Eloge critique de la vacuité

Faire le vide … Prendre des vacances … c'est le même mot. Ce qui est vacant est vide. Et ces deux mots si proches sont à la mode. Il FAUT faire le vide et il FAUT prendre des vacances. Est-ce si vrai ?

L'Esprit est un processus complexe qui se construit, tout au long de la vie ; il est un processus qui s'accomplit en interdépendance permanente avec tout ce qui n'est pas lui : le corps qu'il habite intégralement (le cerveau n'est qu'une plateforme logistique de l'Esprit qui est consubstantiel à l'intégralité du corps) et le monde qui le fait émerger.

L'Esprit conjugue cinq dimensions qui se nourrissent réciproquement, sans hiérarchie ni séparation entre elles. L'Esprit est un processus organique intégré, unique et unitaire, qui se présente et se manifeste sous cinq aspects différents, mais qui n'a aucune composante. Il est un Tout indissociable.

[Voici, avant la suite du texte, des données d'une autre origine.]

Issue #3350, opened 2019-11-13
Make cli-migrations Heroku Compatible/Add URL dependency Injection


simonireilly:
Running the container for `hasura/graphql-engine:v1.0.0-beta.9.cli-migrations` works great in an environment where I can control the ENV used at ENTRYPOINT.

This issue arises when a managed service, such as Heroku, specifies the environment variables to be used in ENTRYPOINT.

### Proposed Solution

The solution would be to allow the configuration of the database URL when the server boot to perform migrations.

This solution would fall back to the default $HASURA_GRAPHQL_DATABASE_URL to maintain backward compatibility.

PR #3351, opened 2019-11-13
cli(migrations-docker): take a specific env var for database url

simonireilly:
### Description

This change will enable a user to perform migrations using the `cli-migrations` images on any:

- Database URL configured as: 
`HASURA_GRAPHQL_MIGRATIONS_DATABASE_URL:postgres://postgres:@postgres:5432/database`
- Database ENV variable pointer:
`HASURA_GRAPHQL_MIGRATIONS_DATABASE_ENV_VAR: DATABASE_URL`
- The default fallback will always be the default ENV used in the graphql-engine server
`HASURA_GRAPHQL_MIGRATIONS_DATABASE_URL=$HASURA_GRAPHQL_DATABASE_URL`

### Affected components

- [ ] Server
- [ ] Console
- [ ] CLI
- [x] Docs
- [ ] Community Content
- [ ] Build System
- [ ] Tests
- [ ] Other (list it)
  - images tagged as `hasura/graphql-engine:v1.0.0-beta.< greater than 9 >.cli-migrations` though full backward compatibility should be maintained.

### Related Issues

closes: #3350 

### Solution and Design

This solution solves an issue I experience myself were attempting to use the docker image with `cli-migration` on Heroku I can't inject the  HASURA_GRAPHQL_DATABASE_URL.

It is not suitable to assign this directly as an ENV var as heroku rotates password credentials.

It would also not be possible to migrate a secondary database such as `HEROKU_POSTGRES_RED_URL` which is the default heroku behaviour for multiple attached databases.

This change allows for both multiple databases with distinct URL's to be supported through multiple release commands, and for a single database to be supported by assigning `HASURA_GRAPHQL_MIGRATIONS_DATABASE_ENV_VAR: DATABASE_URL` which will be evaluated in the ENTRYPOINT to give the current value of the ENV  `DATABASE_URL`.

All evaluated ENV VAR's are fetched from printenv to prevent script injection.

#### Catalog upgrade

- [x] No
- [ ] Yes

#### Metadata

- [x] No
- [ ] Yes
    - [ ] Yes
    - [ ] Not required
    - [ ] Yes
    - [ ] Not required
    - [ ] Yes
    - [ ] Not required

#### GraphQL
   
   

#### Breaking changes

- [x] No Breaking changes

  1. Metadata API

     Existing `query` types:
     - [ ] Change in error code
     

  2. GraphQL API

     Schema Generation:
     
     
     Schema Resolve:-
     
  3. Logging

### Steps to test and verify

This implementation is fully deployed from my Heroku sample fork as:

https://github.com/simonireilly/graphql-engine-heroku/pull/1/files
https://heroku-migration-tester-002.herokuapp.com/console


shahidhk:
@simonireilly I am going through this PR and I am not sure if I fully understand what the use case is. Will you be able to explain in a more detailed manner?

scripts/cli-migrations/docker-entrypoint.sh
```diff
@@ -11,6 +11,16 @@ log() {
 DEFAULT_MIGRATIONS_DIR="/hasura-migrations"
 TEMP_MIGRATIONS_DIR="/tmp/hasura-migrations"
 
+# configure the target database for migrations
+if [ ${HASURA_GRAPHQL_MIGRATIONS_DATABASE_ENV_VAR} ]; then
```
simonireilly: @shahidhk This is my implementation.

I am able to migrate a database, that is not named as `HASURA_GRAPHQL_DATABASE_URL` without needing to have a custom `entrypoint.sh`.

image

Since heroku will always name the first database as `DATABASE_URL`

simonireilly: Here is an example of how this would look when using a Heroku manifest (heroku.yml) to manage the application entirely from a committed code base.

https://github.com/simonireilly/graphql-engine-heroku/blob/7b5e9181a759df50f10424226ff5f63a25278b5b/heroku.yml#L1-L9

simonireilly: My understanding of the current script is that it will fall back to `HASURA_GRAPHQL_DATABASE_URL` which can't be provisioned at deploy time, so you will need to set up the app, go to the admin panel, and then change the name of the database primary URL.

shahidhk: Got it.

scripts/cli-migrations/docker-entrypoint.sh
```diff
@@ -11,6 +11,16 @@ log() {
...
+    log "database url is pointed at env $HASURA_GRAPHQL_MIGRATIONS_DATABASE_ENV_VAR"
+    HASURA_GRAPHQL_MIGRATIONS_DATABASE_URL=$(printenv $HASURA_GRAPHQL_MIGRATIONS_DATABASE_ENV_VAR)
+elif [ -z ${HASURA_GRAPHQL_MIGRATIONS_DATABASE_URL+x} ]; then
+    HASURA_GRAPHQL_MIGRATIONS_DATABASE_URL=$HASURA_GRAPHQL_DATABASE_URL
+fi
+
+log "database url has been set to $HASURA_GRAPHQL_MIGRATIONS_DATABASE_URL for migrations"
```
shahidhk: It is not recommended to log database urls as it may contain the database password.

shahidhk:
```suggestion
log "database url for migrations is set by HASURA_GRAPHQL_DATABASE_URL"
```

scripts/cli-migrations/docker-entrypoint.sh
```diff
@@ -11,6 +11,16 @@ log() {
 DEFAULT_MIGRATIONS_DIR="/hasura-migrations"
 TEMP_MIGRATIONS_DIR="/tmp/hasura-migrations"
 
+# configure the target database for migrations
+if [ ${HASURA_GRAPHQL_MIGRATIONS_DATABASE_ENV_VAR} ]; then
+    log "database url is pointed at env $HASURA_GRAPHQL_MIGRATIONS_DATABASE_ENV_VAR"
```
shahidhk:
```suggestion
    log "database url for migrations is set by $HASURA_GRAPHQL_MIGRATIONS_DATABASE_ENV_VAR"
```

Ces cinq fonctions de l'Esprit sont la Mémoire, la Volonté, la Sensibilité, l'Intelligence et la Conscience (pour tous les détails, voir mon : "Les autres dimensions de l'Esprit" à paraître chez OXUS au début de 2018). Regardons-les et spécifions-les dans l'ordre.

La Mémoire : comme tout processus complexe, l'Esprit se construit par accumulation ; tout le vécu s'empile dans la Mémoire qui, contrairement à ce que l'on raconte, ne siège pas que dans le cerveau ; celui-ci ne gère que la mémoire instantanée, superficielle, immédiate. Chaque cellule du corps possède aussi sa propre mémoire instantanée. Mais le "gros" de la Mémoire est tout ailleurs, dans les couches du temps accumulé qui, comme le bois de l'arbre sous le cambium, demeurent, à jamais, "sous" la fine couche de l'instant actif, dans les profondeurs inactives du passé universel. De là nos expressions : se "souvenir" (faire venir du dessous) ou se rappeler (appeler à nouveau à soi, réactiver). Dans cette Mémoire, tout se désactive naturellement et peut parfois se désactiver volontairement (c'est cela que l'on nomme l'oubli), mais rien ne s'efface jamais.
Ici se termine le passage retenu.